For multi-instance setups:
- Standardize log locations and formats so you can aggregate or inspect logs across instances.
### 5.2 Testing Under Load
Before rolling out configuration or topology changes:
- Generate synthetic workloads:
- Scripts that save many memories, run diverse searches, and exercise consolidation/GC.
- Use realistic tags and content sizes.
- Measure:
- End-to-end latencies for key operations.
- Growth in JSONL file sizes.
- Memory usage of the `cortexgraph` process.
### 5.3 Upgrade and Migration Strategy
Because storage is JSONL and Markdown:
- Upgrades are primarily **schema-additive** and backward compatible.
- Good practice for upgrades:
- Backup `~/.config/cortexgraph/jsonl/` and relevant parts of your Obsidian vault.
- Upgrade CortexGraph (via `uv tool install` or `pip`).
- Run tests if you are on a dev install (`PYTHONPATH=src pytest`).
- Check `cortexgraph-maintenance stats` for inconsistencies.
For multi-instance deployments:
- Roll out updates gradually:
- Upgrade one instance.
- Verify behavior under typical workload.
- Then upgrade remaining instances.
---
## 6. Summary Checklist
**Topology and Storage**
- [ ] Choose per-user, team, or sharded instances.

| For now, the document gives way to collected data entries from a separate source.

Issue #1612, opened 2025-02-19
New configurable login page


diegoaces:
I would like to send this change that could be useful.
@pierotofy 

![Image](https://github.com/user-attachments/assets/68fc5a55-58b2-43e1-82d2-3b679fbb2933)

https://community.opendronemap.org/t/proposal-new-configurable-login-page/23453

PR #1613, opened 2025-02-19
Custom login page

diegoaces:
#1612


pierotofy:
Thanks @diegoaces ! This will look nice indeed.

A few requests before merging:

 - [ ] Please merge the migrations into a single file
 - [ ] Don't duplicate `base.html` to create `base_login.html`, I understand you probably did this in order to not display the top menu, but I'm not sure we should remove the menu entirely (at least give users the option to keep/display the menu in the login screen)?
 - [ ] There are multiple DOM elements with ID slogan-text; IDs should be unique. Use classes instead 
 - [ ] If a slogan is not set, the corresponding h3 element should not be displayed.
 - [ ] Rename #column-left --> #login-column-left
 - [ ] Can we avoid creating a `registration_base_login.html`? I don't understand why these changes require so many new templates.

Also, does this display nicely on mobile / portrait mode?

diegoaces:
Thank you, @pierotofy, for your feedback.
Based on your comments, I have made the following changes:

- Removed base_login.html
- Removed slogan-text IDs.
- Removed registration_base_login.html
- If a slogan is not set, the corresponding h3 element should not be displayed.
- Added login-column-left and login-column-right to css
- Support to mobile/portrait mode.
- Removed icon size setting.

 If I missed anything, please let me know.

pierotofy:
Thanks for the changes @diegoaces !

I started doing some review and found a potentially problematic issue with the proposed new layout; sorry I didn't think of this sooner. The proposed layout assumes that people have uploaded a sufficiently high resolution image for a logo, but this is not necessarily the case, as shown below for one example of a low resolution image:

image

Mobile rendering:

image

Leaving the default logo size definitely looks a bit odd too:

image

I most definitely do not want to force thousands of users to upload new high resolution images to make their login screen look good.

Another related side-issue: if the header background is white, the whole page looks a bit odd also:

image


Perhaps the solution here could be to offer the option to switch between the two login layouts (legacy vs column), leaving existing users on the old layout by default, but I'm not sure the additional complexity would be worth the effort?

I do start to wonder if perhaps this change falls under custom code that perhaps should be best kept in a fork; designing generic layouts that can be customized can be tricky...

pierotofy:
Closing for now.

PR #1623, opened 2025-03-08
Add hosted instance link alert

pierotofy:
image

This comes up so often in forum discussions, hopefully this will help guide people.


kikislater:
10.x.x.x is also private and common !

jet86:
If we want to be thorough, we should also detect IPs in the 172.16 /12 range (ie 172.16.0.0 - 172.31.255.255) as then we'd be detecting all private addresses as per rfc1918. Unfortunately that's not quite as simple as the 10 /8 and 192.168 /16 ranges. I could submit a PR that individually checks each of the 16 x /16 subnets in the 172.16 /12 range, but I'm hoping someone else knows a more elegant way of checking that range in a single line?

PR #1626, opened 2025-03-11
Add 172.16 /12 as Private IP Range

jet86:
Adds a check for the 172.16 /12 private address range so all IPv4 private IP ranges are now checked.

Also re-orders the checks so that they are grouped a bit more logically (IPv4 default route, then localhost addresses, then private IP ranges, then IPv6 localhost).

cf [PR#1623](https://github.com/OpenDroneMap/WebODM/pull/1623)


pierotofy:
Thanks @jet86 !

PR #1634, opened 2025-03-23
Rename node-odm Docker container if needed with rename_containers.sh

livmion:
Dear maintainers,

as discussed in the [WebODM forum](https://community.opendronemap.org/t/no-connection-to-local-webodm-node-1-after-clean-installation/23752/8), I noticed that sometimes the Docker containers for the nodes do not connect correctly to the application. This behavior is caused by Docker assigning the names with hyphens (`-`) instead of underscores (`_`). The bug affects Debian 13 (Trixie) with `docker-compose 2.26.1`.

In order to avoid this problem, I edited the `webodm.sh` file and added a new script, called `rename_containers.sh`. The changes are the following:

- Instead of creating and running the containers at the same time, they are just created by using the `--no-start` option
- The script rename_containers.sh is initialized and checks if containers with the prefix `webodm-node-odm-` are present. If so, it renames them to `webodm_node-odm_`
- Afterwards, it runs the containers as before with the correct DNS

All the best

Alessio

### DIFF
--- a/rename_containers.sh
+++ b/rename_containers.sh
@@ -1,0 +1,52 @@
+#!/bin/bash
+
+# Short script to correct Docker inconsistent behavior with `node-odm` names.
+# WebODM expects DNS names in the Docker network for `node-odm` to be something
+# like `webodm_node-odm_`. Docker standard names use hyphens `-` instead of
+# underscores `_` and DNS name are created accordingly. This discrepancy
+# causes the connection failure to the `node-odm` containers.
+# This script checks if the container names follow the unexpected form
+# `webodm-node-odm-` and change them to `webodm_node-odm_`. It should work
+# correctly even if many different `node-odm` instances are started.
+
+dc_msg_ok="\033[92m\033[1m OK\033[0m\033[39m"
+
+BASE_NAME="webodm-node-odm-"
+NEW_BASE_NAME="webodm_node-odm_"
+
+# Create a list with all containers matching the pattern for wrong names.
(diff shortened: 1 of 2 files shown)


pierotofy:
Hey thanks for the PR @livmion 🙏 

I'm familiar with this problem and we actually have in place a mechanism for renaming the node's hostname just like you described/implemented; the real question is, why didn't the built-in mechanism fix the hostname correctly in your case?

https://github.com/OpenDroneMap/WebODM/blob/master/worker/tasks.py#L47

pierotofy:
In reality the *real* fix for this would be to just accept that docker has unreliable hostnames across versions, and the only reliable thing to do would be to manually specify the container_name and deprecate/remove the ability to setup multiple nodes via `--default-nodes`. It makes little sense to scale on the same machine anyway. We should expose a method for increasing the NodeODM queue size rather than setting up multiple NodeODM containers on the same machine.

pierotofy:
In order to debug this further, you would need to figure out:
 * Why is WebODM picking `webodm-node-odm-` as the hostname, even though we always first try with `webodm_node-odm_`. See https://github.com/OpenDroneMap/WebODM/blob/master/start.sh#L71 and https://github.com/OpenDroneMap/WebODM/blob/master/app/management/commands/getnodehostname.py
 * Is https://github.com/OpenDroneMap/WebODM/blob/master/worker/tasks.py#L47 getting triggered at all / is it the cause of the problem?
 * Is it a race condition (is the node-odm container running when the codes above execute?)

pierotofy:
I'll close this for now, but feel free to re-open a new PR once more is known. 🙏

PR #1638, opened 2025-03-30
Add IPV6 Support

as598466:
Hello everyone,

In an effort to reduce costs (IPv4 shortage) and to align with a more modern network architecture, I would like to be able to use IPv6 with the WebODM/NodeODM pair.

Currently, I host a WebODM instance in Docker on a Debian 12 Linux server. When I need to generate a project, I create a remote NodeODM server and add the node to my WebODM server. All of this works fine in IPv4 (by default). However, when I add a NodeODM node that is only accessible via IPv6 (taking care to add the node as, for example, [2001:0db8:3c4d::abcd] in brackets in the interface, otherwise I get a 500 error), WebODM cannot communicate with the NodeODM server (no internal IPv6 connectivity).

In the current Nginx configuration, the server does not listen on the IPv6 layer. By default, it binds only to 0.0.0.0:8000 (IPv4), which prevents it from accepting IPv6 connections, even when Docker exposes the port on [::]:8000. This limitation blocks communication with IPv6-only nodes and restricts the ability to fully leverage IPv6 in WebODM deployments.

### DIFF
--- a/docker-compose.ipv6.yml
+++ b/docker-compose.ipv6.yml
@@ -1,0 +1,9 @@
+version: '2.2'
+networks:
+  default:
+    enable_ipv6: true
+    ipam:
+      driver: default
+      config:
+        - subnet: "172.21.0.0/16"
+        - subnet: "fdec:cc68:5178::/64"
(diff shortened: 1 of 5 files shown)


pierotofy:
Looks good to me, thank you @as598466 !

- [ ] Set explicit `CORTEXGRAPH_STORAGE_PATH`, `LTM_VAULT_PATH`, `LTM_INDEX_PATH`.
- [ ] Tune decay and promotion thresholds for expected load.
- [ ] Schedule regular `cortexgraph-maintenance stats` and `compact`.
**Performance**
- [ ] Enable async I/O and tune `batch_size`, `cache_size`, `search_timeout`.
- [ ] Use a single long-lived process per storage directory.
- [ ] Decide whether embeddings are necessary and configure accordingly.
- [ ] Run heavy operations via background tasks during off-peak hours.
**Security**
- [ ] Run under a dedicated OS user with minimal privileges.
- [ ] Enforce `0600` on `.env` and `0700` on storage directories.
- [ ] Keep all data local and avoid adding implicit network calls.
- [ ] Review integration/tool exposure for potential data leaks.
**Operations**
- [ ] Capture logs and monitor performance metrics.
- [ ] Test configuration changes under synthetic load.
- [ ] Back up JSONL and vault content before upgrades.
- [ ] Roll out upgrades gradually, especially in multi-instance deployments.
This checklist, combined with the detailed sections above, provides a concrete path to scaling CortexGraph responsibly while maintaining its privacy-preserving, local-first design and strong security posture.